Private Channels
Private channels stream account-specific events. They require a private session token for the 20-byte engine account. Issue the token over HTTP first, then use it in the WebSocket connection. Do not send owner wallet signatures or HMAC secrets inside WebSocket messages.
Channels
| Channel | Purpose |
|---|---|
orders | Order acknowledgements, amendments, cancels, terminal states |
fills | Execution events with fee and liquidity role |
balances | Collateral changes, holds, releases, settlement adjustments |
positions | Position changes, realized and unrealized PnL updates |
risk | Margin, liquidation, and account health updates |
withdrawals | Withdrawal request, checkpoint, proof, and execution status |
Authentication
Issue a private WebSocket token:
POST /api/v1/ws/token
Content-Type: application/json
Authorization: Bearer <private-read-token>
{
"account": "0x2222222222222222222222222222222222222222",
"ttlMs": 600000,
"clientId": "mm-quote-engine-1",
"scope": "private"
}
Use the returned spws1... token as a bearer credential for the private
WebSocket upgrade or subscribe message, according to the endpoint contract for
your deployment:
GET /api/v1/ws/private/0x2222222222222222222222222222222222222222
Authorization: Bearer spws1...
The {account} path parameter is the 20-byte engine account.

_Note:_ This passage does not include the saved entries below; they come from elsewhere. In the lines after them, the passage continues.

PR #82, opened 2016-02-10
pin conda package versions

jhoblitt:


bin/deploy
```diff
@@ -47,15 +81,20 @@ test -f "$LSSTSW/miniconda/.deployed" || ( # Anaconda
 
     (
         # Install packages on which the stack is know to depend
```
timj: "known" not "know"

bin/deploy
```diff
@@ -47,15 +81,20 @@ test -f "$LSSTSW/miniconda/.deployed" || ( # Anaconda
...
         # XXX the list of conda packages should be kept in sync with
         # https://github.com/lsst/miniconda/blob/master/ups/eupspkg.cfg.sh
         # The lsstsw list of packages should be considered authoritative
-        conda install --yes numpy scipy matplotlib requests cython sqlalchemy astropy pandas
-        pip install stsci.distutils
+        export PATH="$LSSTSW/miniconda/bin:$PATH"
+
+        if [[ $BLEED_DEPLOY == true ]]; then
+            conda install --yes nomkl numpy scipy matplotlib requests cython sqlalchemy astropy pandas
+            pip install stsci.distutils
```
timj: This pip install is not needed. There is an eups package for it.

bin/deploy
```diff
@@ -47,15 +81,20 @@ test -f "$LSSTSW/miniconda/.deployed" || ( # Anaconda
...
+        else
+            conda install --yes --file "${SCRIPT_DIR}/../etc/conda_packages.txt"
+            # stsci.distutils setup_requires d2to1
+            pip install stsci.distutils==0.3.7 d2to1==0.2.12.post1
```
timj: Now eups package. Remove.

bin/deploy
```diff
@@ -47,15 +81,20 @@ test -f "$LSSTSW/miniconda/.deployed" || ( # Anaconda
...
-        export PATH="$LSSTSW/miniconda/bin:$PATH"
         # XXX the list of conda packages should be kept in sync with
         # https://github.com/lsst/miniconda/blob/master/ups/eupspkg.cfg.sh
         # The lsstsw list of packages should be considered authoritative
-        conda install --yes numpy scipy matplotlib requests cython sqlalchemy astropy pandas
-        pip install stsci.distutils
+        export PATH="$LSSTSW/miniconda/bin:$PATH"
+
+        if [[ $BLEED_DEPLOY == true ]]; then
+            conda install --yes nomkl numpy scipy matplotlib requests cython sqlalchemy astropy pandas
```
timj: Should be a comment somewhere indicating that we are deliberately building without MKL, even if it's just in the commit message.

bin/deploy
jhoblitt: Outside of my changeset but I'll fix it. :)

bin/deploy
jhoblitt: I will remove it since the dep is tracked in the table files now.  However, I will note that I dislike the behavior of the "vendored" EUPS python packages as setuptools downloads deps from pypi and exactly what is retrieved could change based on which packages are setup n the env.  Also, the dep versions are free floating.

timj: in this particular case `stsci.distutils` will not download anything else so the EUPS package is already handling everything.

jhoblitt:
I've updated one of the comment blurbs to note that the miniconda2 package pulls the conda package list from this repo.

It is not the
32-byte accountIdHex.
Sequence scope
Private streams are sequenced by account. Clients should persist the last processed account sequence and use it during reconnect to avoid double-processing fills or terminal order states.
Delivery model
Private/drop-copy events are delivered ring-first: reads are served from an
in-memory, per-account replay buffer (a bounded VecDeque) before falling back
to SQL. The buffer is bounded by both a maximum event count and a retention
window (max_events / retention_ms), so it covers the most recent events for
each account. When a requested range is not fully covered by the buffer - for
example after a long disconnect or beyond the retention window - the server
transparently falls back to a SQL read to backfill the gap, then resumes from
the ring.
The ring optimizes the consumer read path: it removes the database read from event fan-out to connected clients. It does not remove the database write from the projection pipeline. The produce path remains DB-write-first: each event is committed and its identifier is derived from the database sequence first, and only then pushed into the in-memory replay buffer. As a result, sequence numbers and ordering are identical whether an event is served from the ring or from SQL.
Ring-first delivery is in effect for WebSocket private channels. FIX drop-copy shares the same replay buffer.
Security notes
- Keep delegated credentials scoped and time-limited.
- Separate read-only stream credentials from trading credentials where possible.
- Treat private stream disconnects as operational alerts for unattended trading.